# RECORDS FOR THE EXERCISE
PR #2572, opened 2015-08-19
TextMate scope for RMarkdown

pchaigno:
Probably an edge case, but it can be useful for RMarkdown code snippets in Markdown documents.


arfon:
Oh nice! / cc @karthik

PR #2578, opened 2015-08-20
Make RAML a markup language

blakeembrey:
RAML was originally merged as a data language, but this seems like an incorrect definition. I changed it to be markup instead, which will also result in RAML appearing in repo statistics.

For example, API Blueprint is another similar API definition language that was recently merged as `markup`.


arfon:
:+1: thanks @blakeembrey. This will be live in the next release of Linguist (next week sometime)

==

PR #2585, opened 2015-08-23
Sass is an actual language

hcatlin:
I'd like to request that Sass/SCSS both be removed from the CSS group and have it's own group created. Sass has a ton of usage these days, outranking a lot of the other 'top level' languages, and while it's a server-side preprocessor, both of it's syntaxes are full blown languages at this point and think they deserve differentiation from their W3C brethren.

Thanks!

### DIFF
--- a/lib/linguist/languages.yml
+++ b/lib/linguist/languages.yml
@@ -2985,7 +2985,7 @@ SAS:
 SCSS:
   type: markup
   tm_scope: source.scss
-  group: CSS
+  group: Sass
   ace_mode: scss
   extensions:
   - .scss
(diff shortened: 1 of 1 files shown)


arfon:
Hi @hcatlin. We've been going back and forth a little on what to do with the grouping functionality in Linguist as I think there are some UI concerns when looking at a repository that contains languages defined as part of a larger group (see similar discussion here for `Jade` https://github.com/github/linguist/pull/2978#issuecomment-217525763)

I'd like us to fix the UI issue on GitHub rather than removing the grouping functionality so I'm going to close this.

# ACTIVITY
Extract from the data every line where "markup" shows up.

# ANSWER FOR THIS EXERCISE
Make RAML a markup language
RAML was originally merged as a data language, but this seems like an incorrect definition. I changed it to be markup instead, which will also result in RAML appearing in repo statistics.
For example, API Blueprint is another similar API definition language that was recently merged as `markup`.
   type: markup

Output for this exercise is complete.